Of course, since I believe in the rule of law, specifically our Constitution, we have to address the fact that our federal system doesn’t permit the national government to do certain things. That’s a topic for another time, but I’d like to say briefly that the answer is to change the Constitution, not ignore it.

4. “God blessed them and said to them, ‘Be fruitful and increase in number; fill the earth and subdue it. Rule over the fish of the sea and the birds of the air and over every living creature that moves on the ground’” (Gen 1:28). Or in the vernacular:

God gave us the earth to use.

We’re supposed to use it wisely, but it is ours to use. We’re allowed to cut down trees, eat animals, and dig up coal. Just don’t go crazy.

5. “God created man in his own image” (Gen 1:27). The Bible makes this statement about no other creature. Humans are special. We are also told, “you are worth more than many sparrows” (Matt 10:31). Given all that we’ve said so far, I think it’s safe to say, borrowing from the Master, the earth was made for man, not man for the earth. So let’s keep this in mind:

Humans are more important than the environment.

We need to protect the environment, but not at the expense of people. Humans are more important than owls, field mice, and wetlands. This doesn’t give us license to clear cut whole continents, but it does mean that we should be sure we take care of individual humans (not just the whole) while we take care of the environment.
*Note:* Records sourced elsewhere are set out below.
PR #246, opened 2019-11-25
A typo and a new language for the decode_cyrillic

NeNpO:


NeNpO:
Should i make the commits separately?

plugins/bpm/__init__.py
```diff
@@ -17,7 +17,7 @@
 # PLUGIN_INCOMPATIBLE_PLATFORMS = [
 #    'win32', 'cygwyn', 'darwin', 'os2', 'os2emx', 'riscos', 'atheos']
 
-from aubio import source, tempo
+from audio import source, tempo
```
phw: This actually is not a typo, the module is called [aubio](https://pypi.org/project/aubio/). Please drop this commit from the pull request ;)

plugins/decode_greek_cyrillic/decode_greek1253.py
```diff
@@ -0,0 +1,106 @@
...
+#   instead, try the common variations, and show a dialog to the user,
+#   allowing him to select the correct transcoding. See 2cyr.com for example.
+# - also see http://stackoverflow.com/questions/23326531/how-to-decode-cp1252-string
+
+class DecodeGreek(BaseAction):
+    NAME = "Unmangle Greek metadata"
+
+    def unmangle(self, tag, value):
+        try:
+            print(value, value.encode('latin1'))
```
phw: Please drop this `print` statement or convert it to a `log.debug` message (but with some proper output, e.g. `log.debug("%s: %s => %r", PLUGIN_NAME, value, value.encode('latin1'))`)

I know this is in the original plugin, but it should be fixed there as well ;)

plugins/decode_greek_cyrillic/decode_greek1253.py
```diff
@@ -0,0 +1,106 @@
...
+
+            for tag in _decode_tags:
+                if not (tag in cluster.metadata):
+                    continue
+
+                cluster.metadata[tag] = self.unmangle(tag, cluster.metadata[tag])
+
+            log.debug("cluster name is %s by %s" % (cluster.metadata['album'], cluster.metadata['albumartist']))
+
+            for _name, file in enumerate(cluster.files):
```
phw: Why `_name`? Due to enumerate this actually is just an integer index. But I think there is no need to use enumerate here at all, `for file in cluster.files:` should be just fine.

plugins/decode_greek_cyrillic/decode_greek1253.py
```diff
@@ -0,0 +1,106 @@
...
+
+_decode_tags = [
+    'title',
+    'albumartist',
+    'artist',
+    'album',
+    'artistsort'
+]
+# _from_encoding = "latin1"
+# _to_encoding   = "cp1251"
```
phw: If these are unused they could be removed.

plugins/decode_greek_cyrillic/decode_greek1253.py
```diff
@@ -0,0 +1,106 @@
...
+from picard.cluster import Cluster
+from picard.ui.itemviews import BaseAction, register_cluster_action
+
+_decode_tags = [
+    'title',
+    'albumartist',
+    'artist',
+    'album',
+    'artistsort'
+]
```
phw, line 52: There is artist and artistsort here, but only albumartist. I think this should at least also list albumartistsort.

plugins/decode_greek_cyrillic/decode_greek1253.py
```diff
@@ -0,0 +1,106 @@
...
+# _from_encoding = "latin1"
+# _to_encoding   = "cp1251"
+
+
+# TODO:
+# - extend to support multiple codepage decoding, not just cp1251->latin1
+#   instead, try the common variations, and show a dialog to the user,
+#   allowing him to select the correct transcoding. See 2cyr.com for example.
```
phw: The above comment does not fully apply to this case. Remove?

phw (changes requested):
A few comments, most of which would also apply to decode_cyrillic. I think we can get this cleaned up there and then take the changes over to decode_cyrillic as well.

I just kind of wonder if it would make sense to combine both plugins, e.g. having one plugin (e.g. "fix_misencoding") that offers both cyrillic and greek encoding fixes? But I'm fine with merging this as a separate plugin once it is cleaned up.

plugins/bpm/__init__.py
NeNpO: Sorry about that i didn't know.
i just saw the following error and thought that was a typo. I should researched first.

```
> "bpm/__init__.py", line 20, in <module>
>     from aubio import source, tempo
> ModuleNotFoundError: No module named 'aubio'"
```

NeNpO:
First of all i am a noob with GitHub and as of the code i'm still learning.

> A few comments, most of which would also apply to decode_cyrillic. I think we can get this cleaned up there and then take the changes over to decode_cyrillic as well.

This is possible and i'm more than happy to do it.
 

> I just kind of wonder if it would make sense to combine both plugins, e.g. having one plugin (e.g. "fix_misencoding") that offers both cyrillic and greek encoding fixes? But I'm fine with merging this as a separate plugin once it is cleaned up.

I was toying with the idea to make it to auto recognize the encoding of the characters.
So after that i will try to make the fix_missencoding plugin but maybe i will start from the simple stuff and just ask the user about the encoding.

plugins/decode_greek_cyrillic/decode_greek1253.py
NeNpO: Ok, i tested it and it seems to work like you said.

plugins/decode_greek_cyrillic/decode_greek1253.py
NeNpO: Done

plugins/decode_greek_cyrillic/decode_greek1253.py
NeNpO: Also added  "comment:" and "comment:ID3v1 Comment".

NeNpO:
Ok I think that I corrected all the problems that you mentioned and now I am working on to add the same function on files.

phw (approved):
Thanks a lot

NeNpO:
I should thank you for your hard work.
So thank you!
If you need any help just let me know.

PR #253, opened 2020-03-03
TheAudioDB: Updates to API key

phw:
Update the TheAudioDB with various changes:

1. New API key (they have issued new keys)
2. Remove rate limiting
3. Add some notes about contributing and their patreon campaign to the description in the plugin's settings.

See also discussion at https://www.theaudiodb.com/forum-new/viewtopic.php?f=6&t=14818

### DIFF
--- a/plugins/theaudiodb/__init__.py
+++ b/plugins/theaudiodb/__init__.py
@@ -1,6 +1,6 @@
 # -*- coding: utf-8 -*-
 #
-# Copyright (c) 2015-2019 Philipp Wolfer
+# Copyright (c) 2015-2020 Philipp Wolfer
 #
 # This program is free software; you can redistribute it and/or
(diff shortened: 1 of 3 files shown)


zag2me:
Looks good to me, let me know if Picard could use any new API features?

We support loads of different artwork types including 3D covers now which could be cool in the future if the tagging could support them somehow.

Example 3D Album cover:
qqstxu1558126687

Example glossy Album thumb:
xrxuxu1558126677

phw:
@zag2me Thanks for the feedback. We'll let you know. Current state is that cover art in Picard is still a bit lacking, there are a lot of improvements we could / should do. So for now the basic function is sufficient.

Btw, the register link on the homepage (in the text above the Patreon link) is currently broken.

zas (approved):

PR #254, opened 2020-04-22
Make test.py a real unittest

mineo:
It's not too much work and it's always nicer to use a standard test setup.

Also, this creates a `test` folder that other test can be put into in the
future.

Also, this creates `test/test_doctest.py` that keeps the list of doctests to run.


mineo:
See #255

Issue #256, opened 2020-04-27
ValueError Exception in Format Performer Tags


lonemadmax:
From https://community.metabrainz.org/t/picard-plugin-format-performer-tags/402265/15
```
__init__.py, line 69, in rewrite_tag
   instruments.remove(instrument)
ValueError: list.remove(x): x not in list
```
(rest of the traceback in an image in the forum)

Four examples are given:
https://musicbrainz.org/release/6fa0ff27-1b59-3e67-9e73-213193e6e360
https://musicbrainz.org/release/357298ea-eaa2-49c8-9559-2f48019081b4
https://musicbrainz.org/release/3cca7500-d82c-4ad6-aa57-f27107a9cc72
https://musicbrainz.org/release/3f06ade0-d2ef-4cca-aae0-6254de73d96b

Keep in mind that I'm not the reporter and I haven't had that issue (yet). I just stumbled upon that thread when looking for info on some plugins, I have not even run any file through Picard yet! That and I don't know how the MB db works.

Looking at the code, I don't get what https://github.com/metabrainz/picard-plugins/blob/1d8784b9488e47102518b96392faffd062ceb058/plugins/format_performer_tags/__init__.py#L64-L69 might be trying to do. If I understand this correctly (big if) `subkey` may have something like 'background vocals and drums', that would give `instruments = ['background vocals', 'drums']` and then that is searched for guest/solo/additional items? But that last search is what https://github.com/metabrainz/picard-plugins/blob/1d8784b9488e47102518b96392faffd062ceb058/plugins/format_performer_tags/__init__.py#L72-L75 does. Even if we had 'guitar and solo guitar', we would get `instruments = ['guitar', 'solo guitar']`, with 'solo' not being an item.

One thing the four releases given have in common is at least one track with 'guest performer' and no instrument (at least as shown in web). If that is reflected as `subkey = 'guest'`, we would do something in the loop, and that something would be raise the exception: `instruments = ['guest']`, then for whatever reason https://github.com/metabrainz/picard-plugins/blob/1d8784b9488e47102518b96392faffd062ceb058/plugins/format_performer_tags/__init__.py#L68 does `instruments[0] = "guest guest"`, and the next line tries to remove the value just overwritten.

rdswift:
@lonemadmax 

Thanks for your work in tracking down the problem.  I've added a check in the code to make sure that the instrument exists in the list before trying to remove it.  PR #257

rdswift:
[...]

PR #257, opened 2020-04-28
Issue #256: ValueError Exception in Format Performer Tags

rdswift:
Test that instrument is in the list before trying to remove it.  Set `subkey` to "unspecified" if it is one of the types (i.e.: "guest", "solo" or "additional")

### DIFF
--- a/plugins/format_performer_tags/__init__.py
+++ b/plugins/format_performer_tags/__init__.py
@@ -46,6 +46,7 @@ from picard.plugins.format_performer_tags.ui_options_format_performer_tags impor
 performers_split = re.compile(r", | and ").split
 
 WORD_LIST = ['guest', 'solo', 'additional']
+UNSPECIFIED_INSTRUMENT = 'unspecified'
 
 
 def get_word_dict(settings):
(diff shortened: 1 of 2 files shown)


plugins/format_performer_tags/__init__.py
```diff
@@ -59,14 +59,17 @@ def rewrite_tag(key, values, metadata, word_dict, settings):
     mainkey, subkey = key.split(':', 1)
     if not subkey:
         return
+    if subkey in WORD_LIST:
+        subkey = 'unspecified'
```
phw: Shouldn't this be `if subkey not in WORD_LIST`? Or do I misunderstand the intention?

phw (changes requested):

plugins/format_performer_tags/__init__.py
rdswift: I don't think so.  It was intended to avoid the situation when there is no instrument provided but the relationship shows as one or more of the qualifiers from `WORD_LIST` so that the qualifier isn't considered to be the instrument.  In all honesty, I'm not 100% sure that situation would ever come up.

rdswift: For example, look at the performer relationships on the first track of https://musicbrainz.org/release/357298ea-eaa2-49c8-9559-2f48019081b4 which shows a "Guest Performer" (no instrument specified) for Cliff Richard.  This triggers the "Unspecified" instrument.

phw: So for a case where it just would have a value of `performer:guest`, right? Thanks for clarifying. Not sure if it can happen, but it is no mistake to take care of this.

phw (approved):

plugins/format_performer_tags/__init__.py
rdswift: Although that example uncovered another problem, in that it drops the "Guest" qualifier.  I'll have to look at that a bit closer.

rdswift: I need to make one small change to make it display properly.  I'll upload the revision right away.

rdswift: My "one small change" wasn't as small as I thought.  (Are they ever?)  It now properly handles cases where there is no performer type specified, combining then under a type of "unspecified".

rdswift: I moved this PR back to "Draft" status because I think there's a better way of handling this without having to use the "unspecified" instrument tag.

rdswift: I ended up cleaning up the word parsing code and removed the need for adding the "unspecified" instrument type.  Sorry for all the changes making it harder to review.  I tested it with all four releases listed in Issue #256 and it processed them all properly.

phw (approved):

PR #260, opened 2020-06-03
Indentation problem

jas01:
Problem with the indentation so calling

      mvt = title_split[1]

  in all case would cause a exit error when the size of the split are only 1 and
  i'm guessing the test colon >1 are to prevent that


MetaTunes:
This is superseded by #260

phw:
#261 has been merged instead, closing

6. “Love your neighbor as yourself” (Matt 22:39). Yep, that again. That bit about giving people clean water if you want clean water has a nasty twist:

Don’t ask anyone to do anything you’re not willing to do.

Here I’m think about people who want clean energy – in other people’s back yards – and people who use personal jets to tell you to raise your thermostat. Hypocrisy is a sin, folks.

7. Speak the truth in love (Eph 4:15). Strong feelings tend to rise up when discussing this topic, but the truth is that the evidence isn’t always cut and dried, and even when it is, the appropriate action is not necessarily as obvious as some think. And, let’s say it again, no one wants to have dirty air, poisoned water, or a treeless planet. It’s just a matter of what to do about it. So here’s the final principal to guide us through these issues:

Debate, but pretend you’re sitting between your mama and Jesus.

If you wouldn’t say something if you were sitting between them, or if you wouldn’t say it the same way, rethink your words. Remember, speak the truth in love.